68   Houseless but not homeless   2011 Apr 6, 12:33pm  

@ LosAngeles Renter:

"Sure houses were a lot cheaper in the 90s also… BUT you paid as high as 10% interest rate on that house."

I'd like to present an example I concocted during my hard research over the years. That hard research was what led me to this site, DoctorHousingBubble and others.

Now for this hypothetical example we will be conservative so imagine a $250K house that eventually went on the market for $500K. I think we can all agree that the price of a house doubling in a few years is not far fetched. Now let's say the house which is now $500K gets an APR of 5%. The question I ask is how much of an APR would the house when it was $250K be in order to equal the mortgage payment (P&I only) of the house at 500K and 5% APR?

If you say 10% (like I did) you are wrong. It is actually over 12%. Put those figure in any mortgage calculator and see for yourself. You are STILL paying less.

Thank you Patrick for preventing me from making a HUGE mistake. I came to the conclusion a few years ago I would rather pay 10% on 100K than 5% on 500K. (I know THAT sounds far fetched but I remember the erector set houses that went up in the South Bronx back in the 90's and sold for $50K that are asking for $400K now. YEAH, RIGHT!!)

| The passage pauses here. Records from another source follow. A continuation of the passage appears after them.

PR #441, opened 2021-04-09
Bugfix the Cluster code [API-236]

### LINKED ISSUE #429: Reconnections in 4.0 [API-236]
Hi

I just wanted to check what the expected behaviour is when the member a client is connected to is shutdown.  From my observations is seems that the client gets disconnected and will then never get reconnected again even if there are other members in the cluster still online.  The client just repeatedly throws ClientOfflineException.  The only way to recover seems to be to dispose the old client and then start a completely new connection using StartNewClientAsync.

If that is the case then what is the best way to detect when the client is in an unrecoverrable state? 

Also, I know the Java client can auto reconnect but I don't think this functionality works in the C# client even though the options are there?

Thanks

zpqrtbnk:
This is a general bug-fixing & refactoring of our Cluster code (the code which handles connections, retries, etc).
Fixes various reported and unreported issues.

Fixes #429 

This giant PR will not get merged "as-is", instead it is decomposed in the following PRs, which need to be merged in order:

- [x] #447 Improvements to testing utilitites
- [x] #448 Add Client reconnection test (issue #429)
- [x] #449 Cleanup load-balancing
- [x] #450 Cleanup misc core classes
- [x] #451 Cleanup core exceptions
- [x] #452 Main refactoring of Cluster code 👹 
- [ ] #455 Code Analysis and Quality
- [ ] #457 Logging and Testing
- [ ] #458 Projects Cleanup
- [ ] #459 Cluster Updates for Cloud

And then *this* PR can be closed ***without merging***.


src/Hazelcast.Net.Testing/Protocol/ErrorsServerCodec.cs
```diff
@@ -33,7 +33,7 @@ internal static class ErrorsServerCodec
         public static ClientMessage EncodeResponse(IEnumerable<ErrorHolder> errorHolders)
         {
             var clientMessage = new ClientMessage();
-            var initialFrame = new Frame(new byte[InitialFrameSize]);
+            var initialFrame = new Frame(new byte[InitialFrameSize], (FrameFlags)ClientMessageFlags.Unfragmented);
```
alexb5dh, line 36: Could you please explain what this change do?

zpqrtbnk:
arh, was closed automatically when the branch was deleted - ok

69   bayview6   2011 Apr 6, 9:45pm  

Cautious1 says

@American: Exactly! So how can that be a retirement strategy when you’ll get ripped off? Wouldn’t it be better to rent out your house (if you can find a renter) or take in roommates (if you can stand them)? Hope I’m not getting off-topic, but this does relate to the subject in that the banks are going to try to clear this inventory of expired reverse mortgages in years to come. Seniors receiving a tiny equity check aren’t going to do much for the economy, and after they die, their homes are going to be offered to a smaller, increasingly urban generation, which doesn’t sound very bullish to me.

The main element of a reverse mortgage that concerns us is that the senior gets to stay in the house until she or he dies. In effect, the can is kicked down the road with those houses. The folks making these reverse mortgages are betting that in 10 or 15 years, the housing market will have recovered to its historical appreciation rate.

70   FortWayne   2011 Apr 7, 12:43am  

American in Japan nothing will change. History will repeat itself.

All those bullish on housing I'll be seeing on television in 3 to 5 years from now, with their sob stories about how they can't feed their children. It's cyclical in CA. Every few years some people get into too much debt over their head and end up crying for a bail out. And for most part it is obvious that they paid too much for their dwelling, or bought in an area where it periodically floods/burns/mudslides... sometimes of course it's worse such as medical bills or other terrible life events.

And it is all because some level of amnesia kicks in after some time and people get too cocky believing downturns in life cannot happen to them, so they don't account for such, and bullishly believe that whatever they buy goes up in price permanently such as cars, old electronics, laundry detergent, or housing. And they over-leverage their liabilities right into permanent debt. Those type of people are the reason all the banks in LA are the tallest buildings and realtors are spending half a year on cruises in their pricey yachts drinking wine and enjoying life. Someone has to pay for all that extravagance, that someone is very easy to spot... usually a high mortgage and some sort of a HELOC down the line.

71   American in Japan   2011 Apr 28, 2:02am  

I want to quote Jurassic Park here…

Are real estate agents still enjoying those luxury cruises?